__Extracted data entries__.
Issue #13134, opened 2023-05-16
File opened twice in RStudio with cli `{.file` hyperlink


olivroy:
See r-lib/cli#604

### System details

    RStudio Edition : Desktop
    RStudio Version : 2023.03
    OS Version      : Windows
    R Version       : 4.2.3

Hello,

I was wondering if it was possible to open files with a relative path. (Windows)

https://cli.r-lib.org/reference/links.html#files

I usually open files with  5 ways, the first 4 are consistent, but {.file } is not. (when in Project)

1. Opening a file from Ctrl + .,
2. Files pane in RStudio,
3; Find in Files RStudio
4. `usethis::edit_file()` or `rstudioapi::documentOpen()`
5. With cli {.file } hyperlinks

to 4. open with a relative path "~/path/to/file.R" (when hovering over the tab) in RStudio, so avoid opening the same file in 2 different tabs.

### Steps to reproduce the problem

Clicking on
```r
cli::cli_text("{.file file.R}
```
opens a 'new' file (duplicate tab)
When hovering over it, I see that the path is "C:/Users/.../path/to/file.R"

RStudio doesn't recognize that they are the same file, so they are open twice.

### Describe the problem in detail

The file opens twice, by Methods 1 to 4 as "~/path/to/file.R", and when clicking on the cli hyperlink as "C:/Users/.../path/to/file.R", which means the same file is open twice.

### Describe the behavior you expected

I would expect the cli hyperlink to just change the focus of the source, instead of opening 2 instances of the file.

- [x] I have read the guide for [submitting good bug reports](https://github.com/rstudio/rstudio/wiki/Writing-Good-Bug-Reports).
- [x] I have installed the latest version of RStudio, and confirmed that the issue still persists.
- [ ] If I am reporting an RStudio crash, I have included a [diagnostics report](https://support.rstudio.com/hc/en-us/articles/200321257-Running-a-Diagnostics-Report).
- [x] I have done my best to include a minimal, self-contained set of instructions for consistently reproducing the issue.

olivroy:
Edit: I investigated a little bit more!
Running `rstudioapi::documentId()` in 
1. a document with the `~/` path gives "F31EC12D"
 2. the same document wit the `C:/.../`path gives   "9AB3555D".

It means that RStudio really sees the same document as a different document.

olivroy:
Maybe it's not related, but on Windows, when writing a path with `~/`, RStudio autocompletes from R's default locations

[...]

PR #13515, opened 2023-08-17
ensure forward slashes used when normalizing hyperlink path

kevinushey:
### Intent

Addresses https://github.com/rstudio/rstudio/issues/13134.

### Approach

It seems like our 'createAliasedPath()' helper has an implicit assumption about the path separators used. I'm not sure if we should fix this so that both `/` and `\` separators are properly handled on Windows?

### Automated Tests

N/A

### QA Notes

Test via notes in https://github.com/rstudio/rstudio/issues/13134. Note that the issue should only reproduce on Windows.

### Documentation

N/A

### Checklist


olivroy:
If possible (and if not already planned) , I think this could be tested on network drives (UNC paths) too on Windows.. Many paths problems also occur there too on Windows.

__What the exercise asks__.
Wherever a line of the data holds "used", copy that line.

__Exercise response__.
ensure forward slashes used when normalizing hyperlink path
It seems like our 'createAliasedPath()' helper has an implicit assumption about the path separators used. I'm not sure if we should fix this so that both `/` and `\` separators are properly handled on Windows?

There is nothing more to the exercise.